→ TO DO
Where the word "timeout" shows up in a line below, that line is counted. State how many lines are counted, without any other words.

→ SUPPLIED DATA
PR #430, opened 2016-10-26
Snapshot

kpfaulkner:
Added blob snapshot functionality + tests


storage/blob.go
```diff
@@ -595,13 +595,51 @@ func (b BlobStorageClient) leaseCommonPut(container string, name string, headers
...
+	if timeout > 0 {
+		params.Add("timeout", strconv.Itoa(timeout))
+	}
+
+	uri := b.client.getEndpoint(blobServiceName, pathForBlob(container, name), params)
+	resp, err := b.client.exec("PUT", uri, headers, nil)
+	if err != nil {
+		return nil, err
+	}
+
```
mcardosos: Check for correct status code too

storage/blob.go
```diff
@@ -595,13 +595,51 @@ func (b BlobStorageClient) leaseCommonPut(container string, name string, headers
 	return resp.headers, nil
 }
 
+// SnapshotBlob creates a snapshot for a blob as per https://msdn.microsoft.com/en-us/library/azure/ee691971.aspx
+func (b BlobStorageClient) SnapshotBlob(container string, name string, timeout int, currentLeaseID string) (snapshotTimestamp *time.Time, err error) {
```
mcardosos: Add the `extraHeaders` parameter present in other functions (actually, leaseID could go there too). Check how this works with other funcs, for example `PutAppendBlob`

kpfaulkner:
Added changes

storage/blob.go
```diff
@@ -621,6 +621,10 @@ func (b BlobStorageClient) SnapshotBlob(container string, name string, timeout i
 			return nil, err
 		}
 
+		if err := checkRespCode(resp.statusCode, []int{http.StatusCreated}); err != nil {
```
mcardosos: I think this should be between
```go 
resp, err := b.client.exec("PUT", uri, headers, nil)
  	if err != nil {
 		return nil, err
 	}
 ```
and
```go
snapshotResponse := resp.headers.Get(http.CanonicalHeaderKey("x-ms-snapshot"))
```

storage/blob.go
```diff
@@ -750,13 +750,55 @@ func (b BlobStorageClient) leaseCommonPut(container string, name string, headers
...
+	}
+
+	snapshotResponse := resp.headers.Get(http.CanonicalHeaderKey("x-ms-snapshot"))
+	if snapshotResponse != "" {
+		snapshotTimestamp, err := time.Parse(time.RFC3339, snapshotResponse)
+		if err != nil {
+			return nil, err
+		}
+
+		if err := checkRespCode(resp.statusCode, []int{http.StatusCreated}); err != nil {
```
mcardosos: I think the `checkRespCode` makes more sense between
```go
resp, err := b.client.exec("PUT", uri, headers, nil)
if err != nil {
	return nil, err
}
```
and
```go
snapshotResponse := resp.headers.Get(http.CanonicalHeaderKey("x-ms-snapshot"))
```

kpfaulkner:
Oops did I leave in my change?
Afaik that emulator vs real has been there for a long while. I just occasionally tinker with that line during local testing.

s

→ REPLY TO THE EXERCISE
4